Recently, a unique AI capability evaluation was launched on the "Minecraft" platform, attracting a lot of attention. This test, initiated by developer adi and nicknamed "the only reliable AI evaluation benchmark", allowed the new and old versions of the Claude3.5 Sonnet model to start a construction PK in the game. The new version of Sonnet3.6 showed impressive performance. strength. The editor of Downcodes will give you an in-depth understanding of this unique competition in AI capabilities, as well as the technical details and future prospects behind it.
Recently, a unique AI capability evaluation was launched on the "Minecraft" platform, attracting a lot of attention. The old and new versions of Claude 3.5 Sonnet started building PK in the game, showing obvious differences in capabilities. The performance of the new version (tentatively called Sonnet 3.6) was particularly eye-catching.
This test initiated by developer adi is dubbed as the only reliable evaluation benchmark. Evaluation benchmark researcher Aidan McLau believes that this method just meets the needs of current AI evaluation, and points out that aesthetic ability is closely related to intelligence level. The project quickly gained support from the open source community, and the relevant code has been online on GitHub.
The test results show that each major model shows a unique personality:
Sonnet3.6 is slightly better in terms of creativity and received votes from more than 2,000 netizens.
Although OpenAI's o1-preview is slow to build, it performs well when restoring real buildings (such as the Taj Mahal)
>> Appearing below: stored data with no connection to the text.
Issue #672, opened 2020-04-03
Not enough entropy on Ubuntu VMs


dtitov:
**Describe the bug**
I have discovered that your Ubuntu VMs suffer from this issue: https://serverfault.com/questions/214605/gpg-does-not-have-enough-entropy

I have a [cryptographic library](https://github.com/uio-bmi/crypt4gh) and when I run GitHub Actions pipeline on Ubuntu, the build hangs forever, because library can’t generate encryption keys due to the issue above (FYI: MacOS VMs are not affected by this).

I have applied a workaround by installing and running `rng-tools` on the VM (as per suggestion from the link above). But it would be nice if you could fix this issue on your side. 

I also realize that security-wise, using `/dev/urandom` as a source of entropy is discouraged. However, I believe that it's important only for production use and it's completely fine for the testing environment, which GitHub Actions is. Also, maybe you would be able to come up with a better solution, because, again - this is just a workaround.

**Area for Triage**: 
- Java

**Question, Bug, or Feature?**: 
- Bug

**Virtual environments affected**
- [ ] macOS 10.15
- [x] Ubuntu 16.04 LTS
- [x] Ubuntu 18.04 LTS
- [ ] Windows Server 2016 R2
- [ ] Windows Server 2019

**Expected behavior**
The build of https://github.com/uio-bmi/crypt4gh runs normally without installing `rng-tools` or performing any other additional manipulation.

**Actual behavior**
The build of https://github.com/uio-bmi/crypt4gh hangs forever if `rng-tools` are not installed.

al-cheb:
Hello, @dtitov 
I am going to add `haveged` package on Ubuntu images.  Could you please validate your build with the package - `sudo apt-get install haveged` ?

dtitov:
Hi, @al-cheb,

I tried it and it worked:  https://github.com/uio-bmi/crypt4gh/runs/564321973?check_suite_focus=true 👍

al-cheb:
Hi, @dtitov 
We have pre-installed `haveged` on Ubuntu images.  Feel free to open the thread if you have any concerns.

al-cheb:
Hello, @dtitov
We have pre-installed `haveged` on Ubuntu images - https://github.com/actions/virtual-environments/blob/releases/ubuntu18/20200430/images/linux/Ubuntu1804-README.md
Feel free to open the thread if you have any concerns.

PR #679, opened 2020-04-06
Add haveged random generator tool on Ubuntu images

al-cheb:
# Description
The build hangs forever with a [cryptographic library](https://github.com/uio-bmi/crypt4gh) , because the library can’t generate encryption keys due to the issue [GPG does not have enough entropy](https://serverfault.com/questions/214605/gpg-does-not-have-enough-entropy)

> We need to generate a lot of random bytes. It is a good idea to perform
> some other action (type on the keyboard, move the mouse, utilize the
> disks) during the prime generation; this gives the random number
> generator a better chance to gain enough entropy.
> Not enough random bytes available.  Please do some other work to give
> the OS a chance to collect more entropy!

Haveged - 200kb (~10 seconds)

#### Related issue:
https://github.com/actions/virtual-environments/issues/672

## Check list

### DIFF
--- a/images/linux/scripts/installers/rndgenerator.sh
+++ b/images/linux/scripts/installers/rndgenerator.sh
@@ -1,0 +1,24 @@
+#!/bin/bash
+################################################################################
+##  File:  rndgenerator.sh
+##  Desc:  Install random number generator
+################################################################################
+
+# Source the helpers for use with the script
+source $HELPER_SCRIPTS/document.sh
+
+# Install haveged
+apt-get -y install haveged
+
+# Run tests to determine that the software installed as expected
+echo "Testing to make sure that script performed as expected, and basic scenarios work"
+for cmd in haveged; do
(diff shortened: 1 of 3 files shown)


images/linux/scripts/installers/rndgenerator.sh
```diff
@@ -0,0 +1,24 @@
...
+apt-get -y install haveged
+
+# Run tests to determine that the software installed as expected
+echo "Testing to make sure that script performed as expected, and basic scenarios work"
+for cmd in haveged; do
+    if ! command -v $cmd; then
+        echo "$cmd was not installed or not found on PATH"
+        exit 1
+    fi
+done
```
maxim-lobanov, line 20: Why do we need a loop here?

al-cheb: Just for feature tools if someone decides to add rng-tools.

o1-mini is unable to complete related tasks
Llama3405B built a diamond wall over a fire pit that symbolizes self
Alibaba’s Qwen2.5-14B also showed great strength
It is worth noting that the construction process of AI in the game does not rely on visual understanding or direct control of input devices, but provides context and generates operation instructions in the form of text, similar to playing blind chess. Technical implementation mainly relies on:
mineflayer open source library: Convert AI-generated instructions into executable API calls
mindcraft open source library: provides common prompt words and examples, and supports various models to be connected to the game
The project team plans to further improve this evaluation mechanism and create a scoring system similar to Lmsys Arena, using the Elo algorithm to rank based on human user votes. It is reported that the complete test environment can be set up in just 15 minutes.
This novel evaluation method not only demonstrates the creativity of AI, but also provides a new perspective for the objective evaluation of large model capabilities. Just as o1-preview chose to build a robot and spell out the words GPT during free play, AI seems to have begun to show its own personality in this virtual world. As more models are added to the test, this classic game is becoming a unique platform to witness the development of AI.
Video tutorial:
https://x.com/mckaywrigley/status/1849613686098506064
Open source code:
https://github.com/kolbytn/mindcraft
https://github.com/mc-bench/orchestrator
Through this unique Minecraft AI construction competition, we saw the different performances of AI in creativity and problem-solving abilities. This test provides a new idea for AI capability assessment, and also indicates that AI technology will have broader development space in the future. We look forward to more models joining in to witness the miracles created by AI in "Minecraft"!